De plus, la proposition impose que toute modification des caractéristiques du service ou contenu n’est possible que si elle a été prévue au contrat, et que le consommateur en est informé à l’avance. Le rapport impose également que ces modifications soient justifiées, raisonnable au titre des attentes du consommateur et sans frais supplémentaires de sa part. Le consommateur est alors autorisé à résilier le contrat dans les 30 jours, bien que le rapport limite cette possibilité aux situations où l’utilisation du contenu ou service est impactée négativement par la modification.
Pour les contrats de fourniture de contenus ou service pour une durée supérieure à 1 an, ou dont le renouvellement fait excéder la durée du contrat à un an, le consommateur est, une fois passée la durée d’un an, autorisé à résilier le contrat, sans frais.
Notre analyse
La proposition de directive, et le rapport adopté en commissions saisies au fond, marque ainsi l’apparition d’obligations spécifiques de droit de la consommation pour la fourniture de services et de contenus en ligne. On remarque que le champ d’application du texte est particulièrement extensif, notamment dans la définition des « services numériques ». Cette qualification oriente la définition d’un service sur l’utilisation des données qu’un consommateur fournit, à la façon du droit de protection des données à caractère personnel.

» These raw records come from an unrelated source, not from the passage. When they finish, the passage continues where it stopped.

PR #1139, opened 2021-12-13
lang: move accounts into their own module

paul-schaaf:
moving accounts into their own namespace for better code organisation and to prepare for adding reference docs similar to the derive Accounts struct. doing this in its own pr to avoid distracting code reviewers on other PRs


armaniferrante:
Need to resolve conflicts.

paul-schaaf:
done @armaniferrante

PR #1144, opened 2021-12-14
Minor clean up in IDL accounts

kevinaud:
- Updated to use Signer<> in IDL `Accounts` structs instead of `#[account(signer)]`
    - My understanding is that this change won't alter the behavior and that Signer<> is the preferred way of specify this now but let me know if I'm wrong on that
- Created a named constant for ERASED_AUTHORITY because I had to do some digging to figure out what the purpose of that constraint check was


lang/src/idl.rs
```diff
@@ -27,6 +27,10 @@ use solana_program::pubkey::Pubkey;
 // Sha256(anchor:idl)[..8];
 pub const IDL_IX_TAG: u64 = 0x0a69e9a778bcf440;
 
+// The Pubkey that is stored as the 'authority' on the IdlAccount when the authority
+// is "erased"
```
armaniferrante, line 31:
```suggestion
// is "erased".
```

paul-schaaf:
thank you!

PR #1155, opened 2021-12-16
lang: use phantomdata in account type instead of '_account: T'

### LINKED ISSUE #1140: lang: adjust program account to use `PhantomData` to indicate that its generic is not used in its field
currently it has a `_account: T` field to do this. `PhantomData` is the idiomatic way of showing that `T` is not required inside the fields of the struct

paul-schaaf:
fixes #1140


lang/src/accounts/program.rs
```diff
@@ -75,13 +71,7 @@ impl<'a, T: Id + AccountDeserialize + Clone> Program<'a, T> {
             None
         };
 
-        // Programs have no data so use an empty slice.
-        let mut empty = &[][..];
-        Ok(Program::new(
-            info.clone(),
-            T::try_deserialize(&mut empty)?,
```
armaniferrante, line 82: We should remove this trait bound and the associated implementations as well.

paul-schaaf: the `Deserialize` trait bound for `T`?

paul-schaaf: yea makes sense

paul-schaaf: the `dex` struct also implements `AccountSerialize`. Was that intentional?

armaniferrante: Sounds like a mistake. Can remove that too.

paul-schaaf: done

PR #1158, opened 2021-12-17
Allow zero_size accounts to be larger than account schema

### LINKED ISSUE #639: Allow zero_copy account size to be arbitrarily larger than account schema
It would be a nice feature to allow zero copy accounts to be arbitrarily larger that their schema.

For example, lets say you have an account schema like so:

```
    pub struct AccountData {
        pub i_array: *i32
    }
```

For zero copy structures, it is useful to keep an element array that is simply as large as the encompassing account.

To allow these dynamically sized arrays in anchor accounts, we would only need to allow accounts to be larger than their specified schema.

archseer:
Fixes #639

Besides the usecase in the linked issue, it's also good practice to slightly over-allocate accounts in case additional fields might be added in the future.

### DIFF
--- a/lang/src/accounts/loader_account.rs
+++ b/lang/src/accounts/loader_account.rs
@@ -13,6 +13,7 @@ use std::cell::{Ref, RefMut};
 use std::fmt;
 use std::io::Write;
 use std::marker::PhantomData;
+use std::mem;
 use std::ops::DerefMut;
 
 /// Account AccountLoader facilitating on demand zero copy deserialization.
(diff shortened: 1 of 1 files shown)


archseer:
The failures seem unrelated (new lints on nightly)

lang/src/accounts/loader_account.rs
```diff
@@ -88,7 +89,9 @@ impl<'info, T: ZeroCopy + Owner> AccountLoader<'info, T> {
             return Err(ErrorCode::AccountDiscriminatorMismatch.into());
         }
 
-        Ok(Ref::map(data, |data| bytemuck::from_bytes(&data[8..])))
+        Ok(Ref::map(data, |data| {
+            bytemuck::from_bytes(&data[8..mem::size_of::<T>() + 8])
```
armaniferrante, line 93: Why add +8 here? Will this panic if the account has overallocated?

PR #1174, opened 2021-12-19
ts: ts-ignore crusade

### LINKED ISSUE #374: Crusade against // @ts-ignore
There's a bunch of `// @ts-ignore`s floating around the typescript code. Usually due to rust enums being hacked together in javascript. Eliminate them!

paul-schaaf:
will close #374 after the ts-ignores have been crusaded against and all remaining insurgents have been eliminated

The ts-ignores left alive are needed to access solana internal functions that are not declared in type files. Could create types for them but personally I like it this way to convey that these functions are inner functions not normally used

### DIFF
--- a/ts/src/utils/rpc.ts
+++ b/ts/src/utils/rpc.ts
@@ -82,7 +82,7 @@ async function getMultipleAccountsCore(
   if (commitment) {
     args.push({ commitment });
   }
-  // @ts-expect-error
+  // @ts-ignore
   const res = await connection._rpcRequest("getMultipleAccounts", args);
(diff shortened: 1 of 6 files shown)


ts/src/utils/rpc.ts
```diff
@@ -82,7 +82,7 @@ async function getMultipleAccountsCore(
   if (commitment) {
     args.push({ commitment });
   }
-  // @ts-expect-error
+  // @ts-ignore
```
armaniferrante, line 85: This method should be part of web3.js at some point in the future, if not already.

PR #1175, opened 2021-12-20
Do not use provider in AccountClient

vpontis:
I'd like to see Anchor move away from passing a `provider` everywhere.

I'm working on a mobile wallet where I'd like to construct transactions
on the API server and then send them to the mobile wallet for signing.

So on the server, I want to be able to do a lot of different actions
(fetching IDL, creating transactions, etc) without having a `Provider`
instance (since the wallet is on the mobile client).

This PR moves `AccountClient` away from using `Provider` since it is
only really using `Connection` and `PublicKey`.

I also changed the constructor to use named parameters since I think
they are much easier to work with: https://twitter.com/VictorPontis/status/1440753976320741384

### DIFF
--- a/ts/src/program/namespace/account.ts
+++ b/ts/src/program/namespace/account.ts
@@ -10,6 +10,7 @@ import {
   Commitment,
   GetProgramAccountsFilter,
   AccountInfo,
+  Connection,
 } from "@solana/web3.js";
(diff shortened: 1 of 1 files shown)


kb24x7:
Would like to see this merged as the `Wallet` constructor causes issues while working on client-side with Anchor.

image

Cela appelle deux observations : d’abord, cette démarche dénote une focalisation de la régulation européenne de l’activité en ligne sur l’utilisateur, dans une optique de création de confiance. On reconnaît ici la poursuite de la ligne réglementaire dédiée au numérique propre à l’Union depuis la directive 2000/31/CE (directive e-commerce).
Ensuite, cela semble augurer un rapprochement entre droit de la consommation et droit des données personnelles, déjà perceptible dans le Règlement général sur la protection des données. Le principe de limitation du traitement des données de l’utilisateur par exemple est repris dans la proposition de directive, bien qu’il ne soit pas coordonné ici à la détermination d’une finalité du traitement. De même, le droit à accéder aux données sur l’utilisateur détenues par le fournisseur fait écho au droit d’accès, prérogative classique de la personne concernée par un traitement de données personnelles.
Le nouvel ordonnancement européen des droits de l’individu en ligne se construit ainsi sur les principes de la confiance, la commodité (visible entre autre avec l’émergence du droit à la portabilité, consacré dans le règlement sur la portabilité des contenus en ligne, applicable à partir du 1er avril 2018) et un regain de contrôle de l’utilisateur sur ses données.